Each entry should appear in the answer exactly as written.

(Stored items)
┄┄┄┄┄┄

PR #5433, opened 2021-03-19
Fix bugs with array spread operator (fixes #5421)

### LINKED ISSUE #5421: Variadic parameters and non-empty-list
https://psalm.dev/r/7f75a28f23

In this example `$x` can be empty, but psalm understand this as non-empty-list. It is bug.

AndrolGenhald:
Branched from #5428 since they're somewhat related.

### DIFF
--- a/src/Psalm/Internal/Analyzer/Statements/Expression/ArrayAnalyzer.php
+++ b/src/Psalm/Internal/Analyzer/Statements/Expression/ArrayAnalyzer.php
@@ -109,8 +109,12 @@ class ArrayAnalyzer
         }
 
         if ($array_creation_info->all_list) {
-            $array_type = new Type\Atomic\TNonEmptyList($item_value_type ?: Type::getMixed());
-            $array_type->count = count($stmt->items);
+            if (empty($array_creation_info->item_key_atomic_types)) {
+                $array_type = new Type\Atomic\TList($item_value_type ?: Type::getMixed());
+            } else {
+                $array_type = new Type\Atomic\TNonEmptyList($item_value_type ?: Type::getMixed());
+                $array_type->count = count($array_creation_info->property_types);
+            }
 
             $stmt_type = new Type\Union([
                 $array_type,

┄┄┄┄┄┄

Solution:
PR #5433, opened 2021-03-19
Fix bugs with array spread operator (fixes #5421)

### LINKED ISSUE #5421: Variadic parameters and non-empty-list
https://psalm.dev/r/7f75a28f23

In this example `$x` can be empty, but psalm understand this as non-empty-list. It is bug.

AndrolGenhald:
Branched from #5428 since they're somewhat related.

### DIFF
--- a/src/Psalm/Internal/Analyzer/Statements/Expression/ArrayAnalyzer.php
+++ b/src/Psalm/Internal/Analyzer/Statements/Expression/ArrayAnalyzer.php
@@ -109,8 +109,12 @@ class ArrayAnalyzer
         }
 
         if ($array_creation_info->all_list) {
-            $array_type = new Type\Atomic\TNonEmptyList($item_value_type ?: Type::getMixed());
-            $array_type->count = count($stmt->items);
+            if (empty($array_creation_info->item_key_atomic_types)) {
+                $array_type = new Type\Atomic\TList($item_value_type ?: Type::getMixed());
+            } else {
+                $array_type = new Type\Atomic\TNonEmptyList($item_value_type ?: Type::getMixed());
+                $array_type->count = count($array_creation_info->property_types);
+            }
 
             $stmt_type = new Type\Union([
                 $array_type,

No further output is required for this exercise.